Gestationally Administered RAS Modulators Reprogram Endotoxic Cardiovascular and Inflammatory Profiles in Adult Offspring of Preeclamptic Rats

Abstract

Preeclampsia (PE) adversely programs fetal cardiovascular integrity and amplifies cardiovascular dysfunction induced by endotoxemia in adult offspring of preeclamptic mothers. Here, we asked if such aggravated endotoxic insult could be nullified by modulators of the renin-angiotensin system (RAS). PE was induced by gestational administration of L-NAME, a nitric oxide synthase inhibitor. Adult male offspring of PE mothers treated gestationally with Ang 1-7 (Ang II-derived vasodilator), losartan (AT1 receptor antagonist), pioglitazone (RAS modulator), or combined losartan/pioglitazone, were instrumented with femoral indwelling catheters and challenged intravenously with a 5 mg/kg dose of lipopolysaccharides (LPS, 5 mg/kg). LPS caused significant increases in heart rate and decreases in blood pressure and spectral index of overall heart rate variability. These effects were similarly reduced by all drug therapies.

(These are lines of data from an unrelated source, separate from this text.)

PR #466, opened 2025-07-01
feat: improve explain query button for all cases

patrick-skowronek:
### Description

This PR changes the output of the query explain button, especially the between part

### DIFF
--- a/book/src/releases/v0.6.0.md
+++ b/book/src/releases/v0.6.0.md
@@ -1,0 +1,21 @@
+# Version 0.6.0
+
+## Migration guide
+
+### QueryExplainButton
+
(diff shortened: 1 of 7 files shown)


timakro:
This is wrong:

image

I guess we are still using 0 to represent no minimum/no maximum. Would really like to see this changed.

patrick-skowronek:
> This is wrong:
> 
> image
> 
> I guess we are still using 0 to represent no minimum/no maximum. Would really like to see this changed.

You are right, this should be different. I think it should be undefined in the lens and not be there in the AST. I'm a bit worried that this will break something.

timakro (approved):

timakro:
I guess the one-sided interval thing is still broken though

patrick-skowronek:
> I guess the one-sided interval thing is still broken though

Yes, I wouldn't mind to merge it and make a new PR for the restructuring of Query/AST

PR #471, opened 2025-07-03
feat: add hint to singleselect when description is provided

### LINKED ISSUE #465: [Feature]: Display description of each item in singleselect with hover
### General Summary

We got the feedback to display the description not only in the autocomplete of a catalogue item, but instead with a hover effect in the catalogue component.

### Is this Breaking?

No

patrick-skowronek:
### Description

This PR adds a hint to a singleselect item if a description is provided 

closes #465

### DIFF
--- a/dev.svelte
+++ b/dev.svelte
@@ -256,7 +256,8 @@
                                 {
                                     key: "urn:dktk:code:3:2",
                                     name: "Gliom - Grad I",
-                                    description: "",
+                                    description:
+                                        "Diagnosis D43.% and Morph 9383/1,9384/1",
                                     aggregatedValue: [
                                         [
                                             {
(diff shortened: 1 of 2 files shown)


timakro:
image

Does this look too noisy?

Also we should probably remove these useless descriptions in CCP explorer.

timakro (approved):

patrick-skowronek:
> image
> 
> Does this look too noisy?
> 
> Also we should probably remove these useless descriptions in CCP explorer.

In general I would say no, in the case of the CCP-Explorer yes. I would remove any description that does not improve the understanding of elements. We should mention that in the docs

timakro:
Fine to merge from my side

PR #477, opened 2025-07-04
One sided range query representation

timakro:
In BBMRI sample locator one-sided ranges will cause the query to fail because focus does not support them. I guess this is better behavior than silently putting 0 in place of the missing value.


patrick-skowronek (approved):
We should document the query somewhere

In offspring born to Ang 1-7-treated dams, the spectral index of cardiac sympathovagal balance showed elevated sympathetic dominance in response to LPS. Further, pioglitazone and its combination with losartan were more effective than Ang 1-7 or losartan in depressing the LPS-evoked increases in left ventricular contractility (dP/dtmax). Immunohistochemical studies revealed that Ang1-7, but not losartan/pioglitazone, regimen abolished the exaggerated increases in TLR-4 expression caused by PE/LPS in heart tissues and neuronal circuits of brainstem rostral ventrolateral medulla. By contrast, ACE expression in the same two areas was reduced by losartan/pioglitazone but not Ang 1-7. Together, gestational fetal reprogramming of Ang II (depression) and Ang 1-7 (activation) arms of RAS effectively counterbalance worsened endotoxic cardiovascular and inflammatory profiles in adult offspring of PE rats.